Versatile Breakfast Casserole

by Robin on October 8, 2013

in Recipes

Every casserole has a story.  Well, at least this one does. It begins a few months ago in the Pacific Northwest where some friends of ours stayed at a vegan bed and breakfast. One of the dishes served to them during their stay was a delicious breakfast casserole, shown in this photo:

b and b casserole 
A few weeks later, my friend decided she’d like to serve a similar casserole to their houseguests who were coming the following weekend.  Since she didn’t have the recipe, my friend asked for my help in recreating the casserole by looking at the photo.

I could easily see the spinach, tomatoes, and bread, so that’s where I began.  As I worked up the recipe, I included onion, bell pepper, and garlic for flavor and also some sun-dried tomatoes to enhance the flavor of the fresh tomatoes on top.  Italian bread and a  flavorful tofu-based batter tied it all together.  Here’s a photo of my interpretation of the breakfast casserole:

Robin Breakfast Casserole

After I made it, I started getting ideas for variations (as I typically do anytime I make anything!)  I told my friend she could substitute a different vegetable for the spinach, such as chopped cooked broccoli, zucchini, or asparagus.  Other ideas include substituting diced cooked potatoes for all or part of the bread; adding a cup of cooked crumbled vegan sausage;  adding some chopped mushrooms when cooking the onion and bell pepper; or sprinkling the top with a bit of shredded vegan cheese, which she did (as you can see in her photo):

 Elissa casserole

A final hint: Assemble this savory dish the day before, then cover and refrigerate.  It will be ready to bake when needed (bring to room temperature before baking).

Here’s the recipe. If you decide to make it, I hope you’ll share your experience so the story of this breakfast casserole can continue on.
Versatile Breakfast Casserole

1 tablespoon olive oil
1 Vidalia or other sweet onion, chopped (about 1 cup chopped)
1/2 cup chopped red or yellow bell pepper
3 garlic cloves, minced
1 (10-ounce) package frozen chopped spinach, thawed and squeeze-dried (*See Note)
Salt and freshly ground black pepper
12-ounces medium or firm regular (not silken) tofu, well drained and crumbled
1/3 cup minced oil-packed sun-dried tomatoes
1/4 cup nutritional yeast
1 tablespoon Dijon mustard
1 tablespoon arrowroot or cornstarch
2 teaspoons fresh lemon juice or dry white wine
1 teaspoon dried basil
½ teaspoon dried oregano or marjoram
½ teaspoon baking powder
1 1/2 cups plain unsweetened nondairy milk
4 cups torn (or cut into 1-inch pieces) Italian bread
1/2 cup shredded Daiya cheese (optional)
1 small fresh ripe tomato, thinly sliced and drained on paper towels to absorb liquid

Heat the olive oil in a large skillet over medium heat. Add the onion and bell pepper, cover, and cook, stirring occasionally, until softened, about 5 minutes. Add the garlic and cook 2 minutes longer to soften. Stir in the spinach and season with salt and pepper to taste.  Cook, stirring for 2 minutes longer.  Remove from the heat and set aside.
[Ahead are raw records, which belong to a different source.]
Issue #1996, opened 2017-03-07
horizon extentions is pulling down master branch breaking horizon 


BjoernT:
###### Please provide the output to 'git describe --all' for  all deployments where you have confirmed it occurs.

Liberty 12.2.2 

##### What type of issue is this? Please tick the appropriate box.
- [x] bug - existing functionality that does not work for you as documented
- [ ] feature - new functionality that you would like to see added

##### What is the expected behavior?

Locking SHA to a version supported by horizon and liberty

##### What is actually happening?

Per https://github.com/rcbops/rpc-openstack/blob/liberty-12.2/rpcd/playbooks/roles/horizon_extensions/defaults/main.yml#L17

we are not setting any upper constraint and including, depending when you install RPC, the file ui-bootstrap-0.9.0.js which breaks horizon

```
root@infra01_horizon_container-a45802a8:/usr/local/lib/python2.7/dist-packages/horizon_extensions-1.0.0-py2.7.egg/rackspace/static/rackspace/js# ll
total 164
drwxr-sr-x 2 root staff   4096 Mar  6 14:53 ./
drwxr-sr-x 5 root staff   4096 Mar  6 14:53 ../
-rw-r--r-- 1 root staff   7687 Mar  6 14:53 heat.js
-rw-r--r-- 1 root staff    147 Mar  6 14:53 login.js
-rw-r--r-- 1 root staff   1551 Mar  6 14:53 template_filter.js
-rw-r--r-- 1 root staff 142791 Mar  6 14:53 ui-bootstrap-0.9.0.js
```

Since we installed the liberty back on March 6, the commit  https://github.com/rcbops/horizon-extensions/commit/1970910f4b756adafeda1b64ecb325a3133aab7e is not included

##### What were you attempting to do when you encountered this error (give as much detail as possible)? 

N/A

##### How can we reproduce this issue?

N/A

##### How can we verify your issue is addressed?

N/A

##### What is your evaluation on the importance of this issue, and why?

----------------------------------------------------------------------------------------------------------------------------
###### For each pull request, update the branch line to reference it.
- [ ] master
- [ ] mitaka-13.1
- [ ] liberty-12.2

##### Upgrade impact. Consider the impact on moving between major, minor and patch releases.
- [ ] This change does not impact upgrades
- [ ] This change addresses a potential upgrade impact
- [ ] The upgrade impact is being tracked by another issue.

The issue tracking the upgrade impact is:

##### Testing impact
[...]

PR #2195, opened 2017-04-22
Removed solutions tab, horizon_extensions subtree

cloudnull:
This commit removes the horizon-extensions subtree,
as well as the bits in the horizon_extenstions playbook
related to deploying the solutions tab.

Closes-Bug: #1996
(cherry picked from commit 88859c2a9e005cf53a331ce5de7c0be2582a76ba)
(cherry picked from commit a26b3ec3c3f73b5517778f378e96ab3fed8a1438)


cloudnull:
recheck_cit_all

BjoernT:
Thanks but we would have to tag a release to make this useful, so we could consume it. But it is unlikely that we install/update another liberty environment ? But a tag might be useful nonetheless to include the MAAS changes?

alextricity25:
@BjoernT I've been battling with this question myself for the past month or so. I'll coordinate with the tiger team that worked on the MaaS changes to see when it would be best to create the next patch release.

cloudnull:
@BjoernT You could checkout a given SHA, assuming we're not able to create a new tag.

cloudnull:
recheck_cit_all

scripts/deploy-rpc-playbooks.sh
```diff
@@ -0,0 +1,28 @@
+#!/usr/bin/env bash
```
major: Should this file be in the cherry pick?

odyssey4me:
It looks like this may need a rebase.

cloudnull:
recheck_cit_all

hughsaunders:
This must be re-proposed against the `mitaka` branch if still required.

In a food processor, combine the  tofu, sun-dried tomatoes, nutritional yeast,  mustard, lemon juice, arrowroot or cornstarch, lemon juice, basil, oregano, onion powder, baking powder, 1 teaspoon salt, and 1/4 teaspoon black pepper. Add the nondairy milk and process until smooth and well blended. 

In a bowl, combine the tofu mixture with the spinach mixture, then stir in the bread pieces and set aside.
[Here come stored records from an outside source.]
Issue #1587, opened 2016-11-21
rpc_pre_upgrade can not run with self signed cert apis


BjoernT:
##### What type of issue is this? Please tick the appropriate box.
- [x] bug - existing functionality that does not work for you as documented
- [ ] feature - new functionality that you would like to see added

##### What is the expected behavior?

Allow ostack api calls to be made against self signed cert apis

##### What is actually happening?

```
TASK: [rpc_pre_upgrade | Gather nova service-list] ****************************
failed: [localhost ->infra03_utility_container-1588bacf] => {"changed": true, "cmd": "source ~/openrc; nova service-list", "delta": "0:00:00.581531", "end": "2016-11-21 20:46:21.218308", "rc": 1, "start": "2016-11-21 20:46:20.636777", "warnings": []}
stderr: /usr/local/lib/python2.7/dist-packages/requests/packages/urllib3/util/ssl_.py:100: InsecurePlatformWarning: A true SSLContext object is not available. This prevents urllib3 from configuring SSL appropriately and may cause certain SSL connections to fail. For more information, see https://urllib3.readthedocs.org/en/latest/security.html#insecureplatformwarning.
  InsecurePlatformWarning
ERROR (SSLError): SSL exception connecting to https://xxxx.net:5000/v3/auth/tokens: [Errno 1] _ssl.c:510: error:14090086:SSL routines:SSL3_GET_SERVER_CERTIFICATE:certificate verify failed

FATAL: all hosts have already failed -- aborting
```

Lightly oil a shallow 10-inch square shallow baking dish or gratin dish (or other shallow baking dish). Spread the mixture evenly in the prepared baking dish pressing any bread pieces down to submerge. Sprinkle the cheese on top (if using).  If serving right away, set aside for about 20 minutes at room temperature before baking.  If making ahead, cover and refrigerate overnight, then return to room temperature the next day before baking.

Preheat the oven to 375°F. Arrange the drained tomato slices on top of the casserole.  Bake until lightly browned and puffed, 45 to 50 minutes.  

Let stand for 10 minutes before cutting into pieces to serve. Serve warm.

*Note: If you prefer to use fresh spinach instead of frozen, lightly steam 9 or 10 ounces of baby spinach (or wilt it in the microwave).  Squeeze out any water from the spinach, chop, and set aside.